* [WHAT TO WORK ON]:
Stop after the line containing "New job that"; retype every line of the data before it exactly, starting from the first.

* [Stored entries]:
=====
PR #793, opened 2024-07-12
New github action that regularly updates osbuild commit ID

achilleas-k:
New job that runs weekly (or on-demand) that updates the osbuild commit ID in the Schutzfile to the latest main commit.  This is used to install the osbuild dependency in gitlab CI to build images.  While we often update this manually when needed, this job will make sure we don't miss any updates when no new features required us to update manually.

The job runs on Sundays at noon (UTC).  When the osbuild commit ID changes, our gitlab CI jobs always rebuild every test image configuration, which can take up to three hours so it is good to do it on a Sunday, when there are much fewer CI jobs running.

### DIFF
--- a/.github/workflows/update-osbuild.yml
+++ b/.github/workflows/update-osbuild.yml
@@ -1,0 +1,51 @@
+# This action updates the osbuild ref in the Schutzfile
+---
+name: "Update osbuild commit ID"
+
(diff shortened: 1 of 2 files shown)


thozza (approved):
Good idea, thanks!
=====
* [RESULT FOR THIS EXERCISE]:
PR #793, opened 2024-07-12
New github action that regularly updates osbuild commit ID

achilleas-k:
New job that runs weekly (or on-demand) that updates the osbuild commit ID in the Schutzfile to the latest main commit.  This is used to install the osbuild dependency in gitlab CI to build images.  While we often update this manually when needed, this job will make sure we don't miss any updates when no new features required us to update manually.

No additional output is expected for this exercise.